[PROBLEM TO SOLVE]: Show every line below where "instead" appears.

[GIVEN INFORMATION]:

- - - - - - -

PR #185, opened 2023-03-14
`PSR`: Wrong LE conditional check

rhighs:
Probably a typo here (`&&` is used instead of `||`) as the comment next to this statement also suggest using an `or`. 
Docs [here](https://rust-console.github.io/gbatek-gbaonly/#saved-program-status-registers-spsr_mode) just for reference.

Side note: we should implement some tests accounting for instructions with conditional execution, this way we can spot these little quirks more efficiently.


AlessioC31 (approved):
Well spotted! I wonder if this fixes the bug that we have right now

PR #186, opened 2023-05-13
CPU: Add program_counter to disassembler

RyanPaulGannon:
Added the Program Counter (`R15`) to the `disassembler` window to help with debugging.

There is an error where the Program Counter disappears after so many steps ...

### DIFF
--- a/emu/src/cpu/arm7tdmi.rs
+++ b/emu/src/cpu/arm7tdmi.rs
@@ -192,9 +192,13 @@ impl Arm7tdmi {
     }
 
     pub fn execute_thumb(&mut self, op_code: ThumbModeOpcode) {
-        self.disassembler_buffer
-            .push(op_code.instruction.disassembler());
-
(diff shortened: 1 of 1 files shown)


guerinoni:
I see the problem... Because we populate ASM buffer [here](https://github.com/RIP-Comm/clementine/blob/59e2902cf9fb02fd857af2827f2354f945e0a023/emu/src/cpu/arm7tdmi.rs#L94)
and [here](https://github.com/RIP-Comm/clementine/blob/59e2902cf9fb02fd857af2827f2354f945e0a023/emu/src/cpu/arm7tdmi.rs#L190)
But this is only the buffer that we print in UI.
I would suggest to check also [here](https://github.com/RIP-Comm/clementine/blob/59e2902cf9fb02fd857af2827f2354f945e0a023/ui/src/disassembler.rs#LL33C33-L33C33) if can be a better point or just add same logic for both mode. :)

guerinoni (approved):

PR #189, opened 2023-05-15
Thumb: Implement `MultipleLoadStore`

guerinoni:


emu/src/cpu/arm7tdmi.rs
```diff
@@ -1094,6 +1098,33 @@ impl Arm7tdmi {
...
+        base_register: u16,
+        register_list: u16,
+    ) -> Option<u32> {
+        match load_store {
+            LoadStoreKind::Store => unimplemented!("multiple store"),
+            LoadStoreKind::Load => {
+                let base_address = self.registers.register_at(base_register as usize);
+                for r in 0..=7 {
+                    if register_list.get_bit(r) {
+                        let address = base_address + (r as u32 * 4);
```
AlessioC31, line 1113: I'm not sure this is correct, imagine a register list like this: `0b00000010` and `R0 = 0x100`. We should then read at `0x100` and write in `R1`. But with this logic we read as `0x104`, right?

emu/src/cpu/instruction.rs
```diff
@@ -689,7 +693,25 @@ impl ThumbModeInstruction {
...
+            } => {
+                let instr = match load_store {
+                    LoadStoreKind::Load => "LDMIA",
+                    LoadStoreKind::Store => "STMIA",
+                };
+
+                let mut registers = String::new();
+                for i in 0..=7 {
+                    if register_list.get_bit(i) {
+                        registers.push_str(&format!("R{}, ", i));
```
AlessioC31, line 709: Like this we would have `{R0, R1, }`, right? (I mean at the end we would have an additional comma).

Also, to be consistent with the datasheet we should use `-` to separate registers :P

AlessioC31 (changes requested):

emu/src/cpu/instruction.rs
guerinoni: I know... Right now I took a shortcut :D we can leave as good first issue :) (another instruction has this problem) :D

emu/src/cpu/arm7tdmi.rs
```diff
@@ -1094,6 +1098,35 @@ impl Arm7tdmi {
...
+                        let address = base_address + (register_one as u32 * 4);
+                        let value = self.memory.lock().unwrap().read_word(address as usize);
+                        self.registers.set_register_at(r as usize, value);
+                        register_one += 1;
+                    }
+                }
+
+                let new_base_address = base_address + (register_list.count_ones() * 4);
+                self.registers
+                    .set_register_at(base_register as usize, new_base_address);
```
AlessioC31, line 1123: I know I'm nitpicking but I think it's more clear if we do something like:

```rust
let mut address = self.registers.register_at(...);

for ... {
  if ... {
     let value = ...;
     self.registers.set_registe_at(...);
     address += 4;
   }
  }

self.registers.set_register_at(...);
```

Or better, we could reuse the logic in the function `exec_data_transfer` in `arm7tdmi.rs`

AlessioC31 (changes requested):

emu/src/cpu/arm7tdmi.rs
guerinoni: Now is more easy to read :)

emu/src/cpu/arm7tdmi.rs
```diff
@@ -1094,6 +1098,33 @@ impl Arm7tdmi {
...
+                for r in 0..=7 {
+                    if register_list.get_bit(r) {
+                        let value = self.memory.lock().unwrap().read_word(address as usize);
+                        self.registers.set_register_at(r as usize, value);
+                        address += 4;
+                    }
+                }
+
+                let v = base_address + (register_list.count_ones() * 4);
+                self.registers.set_register_at(base_register, v);
```
AlessioC31, line 1121:
```suggestion
                self.registers.set_register_at(base_register, address);
```

Last one I swear

AlessioC31 (changes requested):

AlessioC31 (approved):

PR #192, opened 2023-05-18
Refactor code for CPU

guerinoni:
- Thumb: Implement load byte for `LoadStoreImmOffset`
- Thumb: Create dedicated module for thumb things
- Arm: Create dedicated module for arm things

Tests changes:
Under every mod we can add test for decoding or generating ASM, in this way in other tests we can simply check the execution and we can keep more tests but more clean and with a specific goal, instead every tests is too long to read.


emu/src/cpu/data_processing.rs
```diff
@@ -1,19 +1,15 @@
+use crate::bitwise::Bits;
```
AlessioC31, line 1: I think this file contains only the Dataprocessing instruction for Arm mode. Should we move this login into the new file `arm/alu_instructions.rs`?

emu/src/cpu/psr.rs
```diff
@@ -186,34 +186,6 @@ impl From<Psr> for u32 {
...
-
-impl From<bool> for CpuState {
-    fn from(state: bool) -> Self {
-        match state {
-            true => Self::Thumb,
-            false => Self::Arm,
-        }
-    }
-}
-
```
AlessioC31, line 216: I'm not sure about moving this to `cpu/cpu_modes.rs`. The CpuState is inside the PSR register, I've the feeling that it makes more sense to stay here but dunno

emu/src/cpu/data_processing.rs
AlessioC31: For me it's ok apart from this. But if you think we should tackle this in another PR I'm fine with it @guerinoni

PR #195, opened 2023-05-21
Implement more ALU operation

guerinoni:

### DIFF
--- a/emu/src/cpu/arm/operations.rs
+++ b/emu/src/cpu/arm/operations.rs
@@ -466,6 +466,11 @@ impl Arm7tdmi {
         self.cpsr.set_zero_flag(value == 0);
     }
 
+    /// Subtract the contents of rs from zero, and store the result in rd.
+    pub fn neg(&mut self, rd: usize, rs: u32) {
+        self.rsb(rd, rs, 0, true);
+    }
+
     fn teq(&mut self, rn: u32, op2: u32) {
         let value = rn ^ op2;
         self.cpsr.set_sign_flag(value.is_bit_on(31));
--- a/emu/src/cpu/arm/operations.rs
+++ b/emu/src/cpu/arm/operations.rs
@@ -6,7 +6,9 @@ use crate::cpu::arm::instructions::{SingleDataTransferKind, SingleDataTransferOf
 use crate::cpu::arm::mode::ArmModeOpcode;
 use crate::cpu::arm7tdmi::{Arm7tdmi, HalfwordTransferType};
 use crate::cpu::cpu_modes::Mode;
-use crate::cpu::flags::{Indexing, LoadStoreKind, Offsetting, OperandKind, ReadWriteKind};
+use crate::cpu::flags::{
+    Indexing, LoadStoreKind, Offsetting, OperandKind, ReadWriteKind, ShiftKind,
+};
 use crate::cpu::psr::CpuState;
 use crate::cpu::registers::REG_PROGRAM_COUNTER;
 use crate::memory::io_device::IoDevice;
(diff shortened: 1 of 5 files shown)


emu/src/cpu/arm/operations.rs
```diff
@@ -360,6 +360,20 @@ impl Arm7tdmi {
...
+        let rd_value = self.registers.register_at(rd);
+        let result = rd_value.rotate_right(rs);
+        let carry = rs.get_bit((rs - 1) as u8);
+        self.registers.set_register_at(rd, result);
+
+        self.cpsr.set_zero_flag(result == 0);
+        self.cpsr.set_sign_flag(result.get_bit(31));
+        self.cpsr.set_carry_flag(carry);
+    }
+
```
AlessioC31, line 376: I think we miss a bit of logic and we could maybe reuse the implementation that we already have for ROR.
In `shift_operand` in `emu/src/cpu/arm/operations.rs` we have something like:

```rust
match shift_type {
   // Shift Type (0=LSL, 1=LSR, 2=ASR, 3=ROR)
   0 | 1 | 2 => shift(...)
   3 => {
   // ROR logic
   }
```

Now... I don't know why we don't have the `ROR` in the `shift` function, if you look the `shift` function it has a `todo!` for `ROR`... Very weird.

By the way, I think we could take the opportunity to move the ROR shift logic (as you can see it has a couple of edge cases to it would be better to have this implementation only in one place) from `shift_operand` to `shift` and then we can reuse the `shift` function in the `ror` function implementation.

AlessioC31 (changes requested):

emu/src/cpu/arm/operations.rs
guerinoni: Right! I did a nice refactor :D

AlessioC31: Thanks!

Now we've another problem which I don't know how to solve :D

As you can see, in case `shift_amount == 0` in the `shift` function we have special cases like: `LSR#0 encodes LSR#32, ROR#0 encodes RRX`. Now... this is valid only if the shift amount is taken from immediate (because when we pass shift amount in the immediate we use the `#0` value as a special case to encode different things). In case the shift amount is passed via register, there's no reason to have this cases and if the byte read from the register is `0`, we simply don't apply shift and we don't change the carry flag.

Now... I see two options:

- Do a refactor of the entire shift logic between arm and thumb, like we could pass a new parameter to the `shift` function like `ShiftAmountSource` which encodes either `Register` or `Immediate` and if `Register` we don't do the special cases with `#0`. Right now this checks exists outside of the `shift` function: `get_operand` in `emu/src/cpu/arm/operations.rs` line `311`. But this `get_operand` is used only in the ARM part, in the thumb part we should have a similar `if` every time we call the `shift` function (and we take the shift amount from register, like this `ror`). So my idea was to move this if inside the `shift` so we have it only in one point.

- Add an `if` in the `fn ror` that you added that checks if the shift amount is 0, if it is the case it doesn't do any `shift`  and doesn't change the carry flag

guerinoni: For now I used a simple if in our `ror`... Let see if we can go forward and refactor step by step once we see all is working :D

emu/src/cpu/arm/operations.rs
```diff
@@ -360,6 +318,19 @@ impl Arm7tdmi {
...
 
+    /// Rotate Right rd by the value in rs, store the result in rd and set condition codes.
+    pub fn ror(&mut self, rd: usize, rs: u32) {
+        let rs = rs & 0xFF;
+        let rd_value = self.registers.register_at(rd);
+        if rs != 0 {
+            let r = shift(ShiftKind::Ror, rs, rd_value, self.cpsr.carry_flag());
+            self.registers.set_register_at(rd, r.result);
+            self.cpsr.set_zero_flag(r.result == 0);
+            self.cpsr.set_sign_flag(r.result.get_bit(31));
```
AlessioC31, line 329: These two we should still set even if the shifted amount is 0

emu/src/cpu/arm/operations.rs
```diff
@@ -463,6 +463,18 @@ impl Arm7tdmi {
...
+    pub fn neg(&mut self, rd: usize, rs: u32) {
+        let u_result = 0u32.overflowing_sub(rs);
+        let i_result = 0i32.overflowing_sub(rs as i32);
+
+        self.registers.set_register_at(rd, u_result.0);
+        self.cpsr.set_carry_flag(!u_result.1);
+        self.cpsr.set_overflow_flag(i_result.1);
+        self.cpsr.set_zero_flag(u_result.0 == 0);
+        self.cpsr.set_sign_flag(i_result.0 > 0);
+    }
```
AlessioC31, line 476: I think here we can reuse `rsb(rd, rs, 0)`

AlessioC31 (changes requested):

emu/src/cpu/arm/operations.rs
guerinoni: Done

emu/src/cpu/arm/operations.rs
guerinoni: RSB does a SUB... I don't think is the semantically

AlessioC31: `neg` is the same as an `rsbs` in arm 

image

guerinoni: Fixed :D, at some point we should extract ALU

AlessioC31 (approved):

PR #197, opened 2023-05-22
UI: Use a fixed vector to keep ASM generated

guerinoni:
In this way UI is very fluid, before was very laggy at some point,
because of the string that need to be render for all ASM generated since
time 0. Now I created a little data struct that answer to our need in
order to keep only the last 1k instructions. Seems a reasonable number.
For future improvement we can enable also a possibility to save as file.

### DIFF
--- a/vecfixed/src/lib.rs
+++ b/vecfixed/src/lib.rs
@@ -1,0 +1,112 @@
+use std::collections::VecDeque;
+
+/// VecFixed is basically a vector that keep a fixed size. Every time new element is pushed
+/// to the vector, the oldest element is removed and the latest pushed is added to the end.
+#[derive(Default)]
+pub struct VecFixed<const N: usize, T: Default + ToString> {
+    next_index: usize,
+    buffer: VecDeque<T>,
+}
+
+impl<const N: usize, T: Default + ToString> VecFixed<N, T> {
+    pub fn new() -> Self {
+        // let mut buffer = ;
+        // for _ in 0..N {
+        //     buffer.push_back(T::default());
+        // }
+
+        Self {
+            next_index: 0,
+            buffer: VecDeque::with_capacity(N),
+        }
+    }
+
+    pub fn push(&mut self, element: T) {
+        if self.next_index == N {
+            self.buffer.pop_front();
+        } else {
+            self.next_index += 1;
+        }
+
+        self.buffer.push_back(element);
+    }
+
+    /// Join the elements of the VecFixed buffer into a string.
+    pub fn join(&self, separator: &str) -> String {
+        if self.buffer.is_empty() {
+            return String::new();
+        }
+
+        let mut s = String::new();
+        s.push_str(&self.buffer[0].to_string());
+
+        for element in self.buffer.iter().skip(1) {
+            s.push_str(separator);
+            s.push_str(&element.to_string());
+        }
+
+        s
+    }
+}
+
+#[cfg(test)]
+mod tests {
+    use super::*;
+
+    #[test]
+    fn new() {
+        let ring: VecFixed<10, u8> = VecFixed::new();
+        assert_eq!(ring.next_index, 0);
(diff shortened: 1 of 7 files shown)


vecfixed/src/lib.rs
```diff
@@ -0,0 +1,107 @@
+//noinspection ALL
+/// VecFixed is basically a vector that keep a fixed size. Every time new element is pushed
+/// to the vector, the oldest element is removed and the latest pushed is added to the end.
+#[derive(Default)]
+pub struct VecFixed<const N: usize, T: Default + ToString> {
+    start: usize,
```
AlessioC31, line 6: What do you think about changing `start` to something like `next_index`?

vecfixed/src/lib.rs
```diff
@@ -0,0 +1,107 @@
...
+    buffer: Vec<T>,
+}
+
+impl<const N: usize, T: Default + ToString> VecFixed<N, T> {
+    pub fn new() -> Self {
+        let mut buffer = Vec::with_capacity(N);
+        for _ in 0..N {
+            buffer.push(T::default());
+        }
```
AlessioC31, line 15: Curiosity, doesn't `let mut buffer = vec![T::default(); N]` work?

vecfixed/src/lib.rs
```diff
@@ -0,0 +1,107 @@
+//noinspection ALL
+/// VecFixed is basically a vector that keep a fixed size. Every time new element is pushed
+/// to the vector, the oldest element is removed and the latest pushed is added to the end.
+#[derive(Default)]
+pub struct VecFixed<const N: usize, T: Default + ToString> {
+    start: usize,
+    buffer: Vec<T>,
```
AlessioC31, line 7: What about using a `VecDeque` here? Since we want to drop from the left and push to the right, it would be better in terms of performances. `rotate_left` for `Vec` is O(n). While it's O(1) for `VecDeque` (in cases like ours where we rotate by 1). Or if we use `VecDeque` we also have `pop_front` if we don't want to rotate, so we could do 
```rust
pop_front();
push_back(elem);
```

AlessioC31 (changes requested):

vecfixed/src/lib.rs
guerinoni: Nice

vecfixed/src/lib.rs
guerinoni: We can also do it, but this requires `Clone` to be satisfied

AlessioC31: Uh ok makes sense

vecfixed/src/lib.rs
AlessioC31: Does it? We can instantiate a `VecDeque::with_capacity` and then once we are at length == N we pop from the back and we push to the front

AlessioC31: Ok I've checked the source code:

image

So it only grows when it's full, in our case it should not be the case

guerinoni: Yes but you still need to handle manually the shift and deletions of elements... More or less is same as this :)

AlessioC31: image

I think in our case it should be O(1) since `mid` for us is constant.

It will probably not change much in terms of performances (or will it?) but since we're writing our own boundedqueue, we can try to optimize it as much as reasonable

guerinoni: Yes seems a good improvement, I can change it :)

guerinoni:
@AlessioC31 
The new implementation benchmark
```
vector_fixed            time:   [8.0615 µs 8.0822 µs 8.1040 µs]
                        change: [-57.499% -57.326% -57.162%] (p = 0.00 < 0.05)
                        Performance has improved.
```

AlessioC31 (approved):

PR #9842, opened 2020-08-26
Ui/transform delete v2

Monkeychip:
This PR addresses the following:

* Modifies the "show" route to handle edit and delete functionality of a transformation.
image

* implements the delete modal and handles any edge case errors.
delete

* will concat the view when there are greater than 15 roles (or 15 items in an array passed to the item-list). If there are more than 15 items, it will display the first 5, and then tell how many more there are. This only happens if you pass in the new property `type` to the `info-table-rows` component and the type is `array`. 

image

* dynamically fill in the cli copy clipboard commands for encode and decode for a transformation. (this follows the google doc ivana created for the varations of cli commands based on the type of transformation).  Below is an example when I remove any allowed_roles and when I change the tweak source.  There are other variations such as when it's type=masking that I have not demoed.

cli

### DIFF
--- a/ui/app/templates/components/transform-show-transformation.hbs
+++ b/ui/app/templates/components/transform-show-transformation.hbs
@@ -18,8 +18,8 @@
       </span>
     </div>
     <div class="copy-text level">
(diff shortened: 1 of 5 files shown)


Monkeychip:
> transform-show-transformations

I'll hit this up in the next PR.  Good point!

PR #9852, opened 2020-08-28
Ui/transform roles list create

chelshaw:
This PR sets up the subtype models for concepts under the transform secret engine. 

- Can see list of roles, templates, and alphabets when you click on corresponding tab inside a transform secrets engine
- Cannot click on items in list other than transformations
- Can create a new transform role from the empty state or toolbar
- Creating a role redirects to the view of that role
- Breadcrumb links on transform roles work
- Role create form handles error

Needs: 

- [ ] Tests for new component updated

role-empty-error
create-role


chelshaw:
> This looks great! nice work. I qa'd the branch and everything looked good to me.
> 
> EDITED: One thing, they're's a failing ui test.

As we discussed offline, I went ahead and skipped the test in question so we can merge this and unblock the other work. The tests will be included on the next chunk of roles work (click from list to show)

PR #9869, opened 2020-09-01
Add the ability to export TOTP secret key

calj:
This PR expose the TOTP secret on a new path /totp/export/{key_name}
This gives the ability to export TOTP (and thus import).


jsalatiel:
Can this be merged ?

ipaqmaster:
Any chance of this one seeing the light? Sucks to have Vault absorb totp keys but no way to export them or move them to a different secret engine path given the API doesn't provide a method to read out at all. Only hope right now is finding the write in shell history...

PR #9873, opened 2020-09-02
Retry a KV put command if the message indicates kv-v2 upgrade.

mgritter:
Tested via causing upgrade to delay five seconds:

```
diff --git a/go.mod b/go.mod
index 78d4cfd3b..c20d1c59c 100644
--- a/go.mod
+++ b/go.mod
@@ -6,6 +6,8 @@ replace github.com/hashicorp/vault/api => ./api
 
 replace github.com/hashicorp/vault/sdk => ./sdk
 
+replace github.com/hashicorp/vault-plugin-secrets-kv => ./vendor/github.com/hashicorp/vault-plugin-secrets-kv
+
 require (
        cloud.google.com/go v0.56.0
        cloud.google.com/go/spanner v1.5.1
diff --git a/vendor/github.com/hashicorp/vault-plugin-secrets-kv/upgrade.go b/vendor/github.com/hashicorp/vault-plugin-secrets-kv/upgrade.go
index 35893921e..36c9a92f6 100644
--- a/vendor/github.com/hashicorp/vault-plugin-secrets-kv/upgrade.go
+++ b/vendor/github.com/hashicorp/vault-plugin-secrets-kv/upgrade.go
@@ -85,6 +85,7 @@ func (b *versionedKVBackend) Upgrade(ctx context.Context, s logical.Storage) err
                return errors.New("upgrade already in process")
        }
 
+       time.Sleep(5 * time.Second)
        // If we are a replication secondary or performance standby, wait until the primary has finished
        // upgrading.
        if b.perfSecondaryCheck() {
```

### DIFF
--- a/command/kv_test.go
+++ b/command/kv_test.go
@@ -21,6 +21,33 @@ func testKVPutCommand(tb testing.TB) (*cli.MockUi, *KVPutCommand) {
 	}
 }
 
+func retryKVCommand(t *testing.T, client *api.Client, args []string) (code int, combined string) {
+	t.Helper()
+
+	// Loop until return message does not indicate upgrade, or timeout.
+	timeout := time.After(20 * time.Second)
+	for true {
+		ui, cmd := testKVPutCommand(t)
+		cmd.client = client
+		code = cmd.Run(args)
+		combined = ui.OutputWriter.String() + ui.ErrorWriter.String()
+
+		// This is an error if a v1 mount, but test case case doesn't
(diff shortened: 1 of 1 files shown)


mgritter:
I notice that the other functions in the same file all have a call to time.Sleep(time.Second), which will almost always work.

We could do something similar in those cases in the initial Write and remove the mandatory sleep.

sgmiller:
Like the retry better to keep the unit tests running as quickly as possible.  Approved.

- - - - - - -

[EXERCISE RESULT]:
Probably a typo here (`&&` is used instead of `||`) as the comment next to this statement also suggest using an `or`. 
Under every mod we can add test for decoding or generating ASM, in this way in other tests we can simply check the execution and we can keep more tests but more clean and with a specific goal, instead every tests is too long to read.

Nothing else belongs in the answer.